_Exercise description_. Your task is to copy every record exactly.

*** Opening of Given entries ***

PR #174, opened 2023-02-06
Switch from httr to httr2

### LINKED ISSUE #67: Rate limit helpers
i.e. see how many requests you have left in the current period, and another function to automatically wait until you have another request

hadley:
And add rate limiting. Fixes #67.


R/gh_request.R
```diff
@@ -182,16 +181,6 @@ gh_send_headers <- function(accept_header = NULL, headers = NULL) {
   )
 }
 
-#' @importFrom httr write_disk write_memory
```
hadley, line 185: No longer needed because handled by `req_perform(path)`

R/gh_response.R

*** Close of Given entries ***

_Solution for this problem_.
PR #174, opened 2023-02-06
Switch from httr to httr2

### LINKED ISSUE #67: Rate limit helpers
i.e. see how many requests you have left in the current period, and another function to automatically wait until you have another request

hadley:
And add rate limiting. Fixes #67.


R/gh_request.R
```diff
@@ -182,16 +181,6 @@ gh_send_headers <- function(accept_header = NULL, headers = NULL) {
   )
 }
 
-#' @importFrom httr write_disk write_memory
```
hadley, line 185: No longer needed because handled by `req_perform(path)`

R/gh_response.R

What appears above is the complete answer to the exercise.